**** Task input ****

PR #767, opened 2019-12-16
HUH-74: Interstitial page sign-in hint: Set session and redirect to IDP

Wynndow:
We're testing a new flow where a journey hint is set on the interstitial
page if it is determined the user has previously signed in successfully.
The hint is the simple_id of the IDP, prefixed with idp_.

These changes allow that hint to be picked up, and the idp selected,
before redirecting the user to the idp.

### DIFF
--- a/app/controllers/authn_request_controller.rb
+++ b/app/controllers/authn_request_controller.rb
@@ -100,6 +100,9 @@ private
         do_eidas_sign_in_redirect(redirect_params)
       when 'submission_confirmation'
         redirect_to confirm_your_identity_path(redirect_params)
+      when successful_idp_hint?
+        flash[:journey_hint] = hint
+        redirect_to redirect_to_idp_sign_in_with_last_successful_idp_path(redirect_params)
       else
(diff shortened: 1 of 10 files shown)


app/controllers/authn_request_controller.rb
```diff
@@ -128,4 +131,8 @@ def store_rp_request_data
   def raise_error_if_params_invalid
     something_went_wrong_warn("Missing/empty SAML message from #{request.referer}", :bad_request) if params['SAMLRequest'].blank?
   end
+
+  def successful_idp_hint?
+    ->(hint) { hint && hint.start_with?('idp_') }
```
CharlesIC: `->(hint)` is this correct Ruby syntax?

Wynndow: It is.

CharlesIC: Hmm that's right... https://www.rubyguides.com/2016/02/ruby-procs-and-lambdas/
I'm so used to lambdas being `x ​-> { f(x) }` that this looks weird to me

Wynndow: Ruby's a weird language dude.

****
**** Task input ****

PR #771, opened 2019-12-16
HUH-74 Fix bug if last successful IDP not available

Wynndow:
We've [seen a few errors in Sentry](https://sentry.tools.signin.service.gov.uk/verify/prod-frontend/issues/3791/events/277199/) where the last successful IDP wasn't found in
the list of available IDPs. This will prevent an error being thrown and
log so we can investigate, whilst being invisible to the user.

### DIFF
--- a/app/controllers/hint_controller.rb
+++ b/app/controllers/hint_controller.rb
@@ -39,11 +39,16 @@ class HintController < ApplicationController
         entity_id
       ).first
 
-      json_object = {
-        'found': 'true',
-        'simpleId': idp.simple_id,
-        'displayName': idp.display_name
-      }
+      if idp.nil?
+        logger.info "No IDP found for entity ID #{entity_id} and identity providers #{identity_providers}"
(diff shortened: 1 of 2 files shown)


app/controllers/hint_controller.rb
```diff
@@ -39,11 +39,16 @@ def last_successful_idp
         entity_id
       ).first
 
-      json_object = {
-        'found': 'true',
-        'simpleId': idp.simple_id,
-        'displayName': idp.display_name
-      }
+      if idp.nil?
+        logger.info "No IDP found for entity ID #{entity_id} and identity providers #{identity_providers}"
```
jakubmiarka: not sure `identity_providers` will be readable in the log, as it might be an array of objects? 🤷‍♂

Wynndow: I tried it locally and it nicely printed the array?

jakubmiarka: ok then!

****

About this exercise: Using the material above, filter for lines holding "will" and copy each one.

Answer space:
the list of available IDPs. This will prevent an error being thrown and
jakubmiarka: not sure `identity_providers` will be readable in the log, as it might be an array of objects? 🤷‍♂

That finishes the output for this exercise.